I agree. What a treat. One of the best submissions gracing HN in months.

Rygian 4 hours ago

Reading this excellent article put me in the mind of wondering if job interviews for developer positions include enough questions about queue management.

"Ben" developed retries without exponential back-off, and only learned about that concept in code review. Exponential back-off should be part of any basic developer curriculum (except if that curriculum does not mention networks of any sort at all).

sim7c00 4 hours ago

if you have too many deeper questions you rule out a lot of eager juniors who can learn and grow on the job. its a fine balance though, but looking at the article, ben's taking his lessons and growing. thats more important i think than having someone who's some guru from the get go. everyone has things they are better or worse at, and it's really a team effort to do everythinng right. presumably someone reviewed and accepted his code, that person also didnt catch it... there's no developer who knows everything and makes all perfect code and design. its a well balanced team that can help go in that direction
- Rygian 2 hours ago
  
  I wholeheartedly agree, and realize my comment was not really clear.
  Any training curriculum needs to include exponential back-off as a core concept of any system-to-system interaction.
  Ben was let out of school without proper training. Kudos on the employer for finishing up the training that was missed earlier on.

duffmancd 5 hours ago

I missed it on the first read-through but there is a link to the code used to run the simulations in the first appendix.
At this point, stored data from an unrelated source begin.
PR #3065, opened 2022-12-29
Resolve uninlined_format_args clippy warnings

BlackDex:
The upcomming release of Rust 1.67.0 will warn on `uninlined_format_args`.
This PR resolves that by inlining all these items. It also looks nicer.

Also added a `clippy.toml` which indicates the **MSRV** to prevent clippy suggests which could break the **MSRV** version compile.


tessus (commented):
You missed the following 2, or was this on purpose?

https://github.com/dani-garcia/vaultwarden/blob/f34d7e37c359ea46f5023916ec4d977db5c17c0b/src/main.rs#L310

https://github.com/dani-garcia/vaultwarden/blob/f34d7e37c359ea46f5023916ec4d977db5c17c0b/src/main.rs#L319

P.S.: I didn't check the entire code base, but these 2 caught my eye.

BlackDex:
Well, those are not triggered by that clippy check.

While there are more then just those two which can also be converted, they aren't causing a clippy warning.

That doesn't mean we shouldn't change them though.

tessus:
I am new to Rust, so why don't they trigger a warning? I did not see a compiler directive to not check that part of the code, or maybe I missed it?

BlackDex:
Those macros aren't part of the rust eco system it self, but provide by custom macros. `format!` and `println!` for example are.

tessus:
I see. Thanks for the info.

PR #3076, opened 2022-12-30
Update WebSocket Notifications

### LINKED ISSUE #2591: Unable to update cipher after editing attachments using Desktop client
### Subject of the issue

* Unexpected behavior when deleting an attachment
* Problem of editing and deleting an attachment at the same time

### Deployment environment

* Vaultwarden version: v1.25.0-af50eae6
* Web-vault version: v2022.6.0 (compiled w/ PR72)
* Running within Docker: false (Base: Debian)
* Uses a reverse proxy: true
* Internet access: true
* DNS Check: true
* Time Check: true
* HTTPS Check: true
* Database type: SQLite
* Database version: 3.35.4
* Clients used: Web, Android, Windows, Chrome, Firefox
* Reverse proxy and version: Nginx 1.21.6
* Other relevant information: 

### Steps to reproduce

1. Create an item with an attachment
2. Edit the item
3. Delete the attachment, confirm deletion
4. Before save & close, change any other field
5. Click on save to finish editing the item, error occurs : https://i.imgur.com/63SzWOq.png

### Expected behaviour / Actual behaviour

If the deletion of the attachment has already been taken into account on the server side, there should be no error here.
It is currently impossible to edit a field and delete an attachment at the same time.

### Troubleshooting data

* Image 01 : https://i.imgur.com/63SzWOq.png
* Sorry, I couldn't test on the official version because I don't have my premium subscription anymore, so I can't add attachments.

BlackDex:
Previously the websocket notifications were using the string `app_id` as the
`ContextId`. This was incorrect and should have been the device_uuid
from the client device executing the request. The clients will ignore
the websocket request if the uuid matches. This also fixes some issues
with the Desktop client which is able to modify attachments within the
same screen and causes an issue when saving the attachment afterwards.

Also changed the way to handle removed attachments, since that causes an
error saving the vault cipher afterwards, complaining about a missing
attachment. Bitwarden ignores this, and continues with the remaining
attachments (if any). This also fixes #2591 .

Further some more websocket notifications have been added to some other
functions which enhance the user experience.

- Logout users when deauthed, changed password, rotated keys
- Trigger OrgSyncKeys on user confirm and removal
- Added some extra to the send feature

Also renamed UpdateTypes to match Bitwarden naming.

### DIFF
--- a/src/api/admin.rs
+++ b/src/api/admin.rs
@@ -13,7 +13,7 @@ use rocket::{
 };
 
 use crate::{
-    api::{core::log_event, ApiResult, EmptyResult, JsonResult, NumberOrString},
+    api::{core::log_event, ApiResult, EmptyResult, JsonResult, Notify, NumberOrString, UpdateType},
     auth::{decode_admin, encode_jwt, generate_admin_claims, ClientIp},
     config::ConfigBuilder,
     db::{backup_database, get_sql_server_version, models::*, DbConn, DbConnType},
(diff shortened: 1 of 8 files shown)


tessus:
> The clients will ignore the websocket request if the uuid matches.

Hmm, aren't the websocket requests supposed to work for a specific device? Thus the device (client) should ignore the websocket request, if the uuid DOES NOT match.

Or am I missing something here?

BlackDex:
> > The clients will ignore the websocket request if the uuid matches.
> 
> Hmm, aren't the websocket requests supposed to work for a specific device? Thus the device (client) should ignore the websocket request, if the uuid DOES NOT match.
> 
> Or am I missing something here?

All applicable clients will receive the exact same websocket notification. That includes the client which made the change. Because that client already has the correct changes it doesn't need to pull them in again. So the device id if the client which triggered the notification is sent with it, and then that specific client will ignore the request, all others will act upon the message and fetch the latest cipher data, or sync etc..

tessus:
Ah, ok. For some reason I had the impression that some event had to be sent to a signle device, but yep, it's basically a broadcast. Thus I had it backwards. Makes sense.

PR #3108, opened 2023-01-05
allow editing/unhiding by group

### LINKED ISSUE #2989: Group members cannot add new entries to collection on testing-branch
### Subject of the issue
When using the groups-feature on the testing-branch, a "regular" group-member (non-manager) cannot create any entries in a collection, that is given access to via groups.

* Vaultwarden version: v1.26.0-d0b53a6a
* Web-vault version: v2022.11.2
* Uses a reverse proxy: true
* Internet access: true
* DNS Check: true
* Time Check: true
* HTTPS Check: true
* Database type: PostgreSQL
* Database version: PostgreSQL 13.3 on x86_64-pc-linux-gnu, compiled by gcc (Debian 8.3.0-6) 8.3.0, 64-bit
* Clients used: 
* Reverse proxy and version: 
* Other relevant information: 

### Steps to reproduce
1. Create an organisation (or use existing)
2. Add another user "U" (any name is fine) to the organisation (as a regular user)
3. Create(or use existing) collection "C" (any name is fine)
4. Create(or use existing) group "G" (any name is fine)
4.1. Give permission of that collection "C" to the group "G"
4.2. Assign the user "U" to the group "G"
4.3. Make sure that the user "U" does **not** have direct permission on the collection "C". In other words: the permission should be configured via the group only!
5. Login as user "U"
5.1. Add a new entry to the collection "C"

### Expected behavior
The entry should be added to the collection.

### Actual behavior
An error toast appears in the top right: "You lack the necessary permissions to perform this action."

farodin91:
Fixes #2989

### DIFF
--- a/src/db/models/collection.rs
+++ b/src/db/models/collection.rs
@@ -287,47 +287,95 @@ impl Collection {
     }
 
     pub async fn is_writable_by_user(&self, user_uuid: &str, conn: &mut DbConn) -> bool {
-        match UserOrganization::find_by_user_and_org(user_uuid, &self.org_uuid, conn).await {
-            None => false, // Not in Org
-            Some(user_org) => {
-                if user_org.has_full_access() {
-                    return true;
-                }
-
-                db_run! { conn: {
-                    users_collections::table
-                        .filter(users_collections::collection_uuid.eq(&self.uuid))
-                        .filter(users_collections::user_uuid.eq(user_uuid))
-                        .filter(users_collections::read_only.eq(false))
-                        .count()
-                        .first::<i64>(conn)
-                        .ok()
-                        .unwrap_or(0) != 0
-                }}
-            }
-        }
+        let user_uuid = user_uuid.to_string();
+        db_run! { conn: {
+            collections::table
+            .left_join(users_collections::table.on(
+                users_collections::collection_uuid.eq(collections::uuid).and(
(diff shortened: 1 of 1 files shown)


farodin91:
I wanted to fix and saw some other query's that are huge. I find it hard to debug query's that have multiple joins. This way you can reuse some code. The location is probably wrong, I will fix this it by moving directly into collections.

farodin91:
@BlackDex  I changed it to one query by using find_by_uuid_and_user.

BlackDex (approved):
While I'm still in favor of changing the DB Schema around the whole group handling to make it less complex, probably with a bit less of normalization, this _quick fix_ does provide a good way of allowing this feature to be tested a bit further by more people and give us time to think about a proper and better solution.

So, ill approve this PR, with the side note that i think we do need to rework this feature to be less complex.

BlackDex:
@farodin91 Could you try to rebase 😄 .

farodin91:
@BlackDex  Rebased.

Do i have write in the discussion for re license thread?

BlackDex:
> @BlackDex Rebased.
> 
> Do i have write in the discussion for re license thread?

That would be nice :)

dani-garcia (approved):

bendem:
Awesome, and thank you for favoring performance. It is indeed a bit harder to read, but users and database admins thank you for it (re #1402).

Homegrown python code (i.e. not a library), very nicely laid out. And would form a good basis for more experiments for anyone interested. I think I'll have a play around later and try and train my intuition.

azlev 5 hours ago

Good reading.

In my last job, the service mesh was responsible to do retries. It was a startup and the system was changing every day.

After a while, we suspect that some services were not reliable enough and retries were hiding this fact. Turning off retries exposed that in fact, quality went down.

In the end, we put retries in just some services.

I never tested neither retry budget nor deadline propagation. I will suggest this in the future.

k3vinw 3 hours ago

Great food for thought! I’m currently on an endeavor at work to stabilize some pre-existing rest service integration tests executed in parallel.

easylion 5 hours ago

Really good article about retries, its consequences and how load amplification works. Loved it

sim7c00 6 hours ago

ver nice read with lots of interesting points and examples / examination. very thorough imo. Im not a microservices guy but it gives a lot of general concepts also applicable outside of that domain. very good thanks!